▶ **PROBLEM TO SOLVE**
Tally every line of the material that includes "storing", then give the tally and nothing else.

▶ **DATA FOR REVIEW**

PR #217, opened 2016-10-06
Alternative fix to #211 by forcing scrapy meta encoding to unicode at messagebus

chuckus:
Given the discussion in #211 and my original attempt to fix it in #212, I thought I'd make another PR so we could make a decision between the two and simply abandon the other. Thank you @voith for weighing in, I pretty much used your repl code verbatim for the test.

IMO, this isn't ideal as we are making an assumption here. The best solution would be to preserve `meta` encoding by generating and storing the `meta`'s _meta_ in the outgoing message, which should provide enough information for us to decode it properly at he other end, but that would be more work, do wanted everyone's opinion first. I'm happy to look into that if everyone agrees that is way forward.

### DIFF
--- a/frontera/contrib/backends/remote/codecs/msgpack.py
+++ b/frontera/contrib/backends/remote/codecs/msgpack.py
@@ -6,6 +6,7 @@ from __future__ import absolute_import
 from msgpack import packb, unpackb
 
 from frontera.core.codec import BaseDecoder, BaseEncoder
+from frontera.utils.misc import dict_to_unicode
 import six
 from w3lib.util import to_native_str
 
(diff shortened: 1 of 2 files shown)


voith:
Thanks for the PR @chuckus. I too am not sure if this is the right way to go forward. Although I myself suggested this fix, this looks very hacky to me.

> The best solution would be to preserve meta encoding by generating and storing the meta's meta in the outgoing message, which should provide enough information for us to decode it properly at he other end

I would prefer this approach and If you could implement something like that than I would be more than happy to review it.  But wait till @sibiryakov gives you his opinion.

voith:
A few pointers after having a quick look through at your PR. Tests for codecs are written here: https://github.com/scrapinghub/frontera/blob/master/tests/test_codecs.py. So there's no need of creating a new file for it. Also there is another codec here: https://github.com/scrapinghub/frontera/blob/master/frontera/contrib/backends/remote/codecs/json.py
But only make these changes once @sibiryakov gives you his opinion.

chuckus:
Thank you very much for your pointers @voith, will wait for @sibiryakov's opinion.

sibiryakov:
the answer is here https://github.com/scrapinghub/frontera/pull/212#issuecomment-251695665

voith:
@chuckus I have opened a fix for this over [here](#233). You could help me by reviewing the PR

voith:
#211 has been closed. Can we close this PR now?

▶ **TASK SOLUTION**
2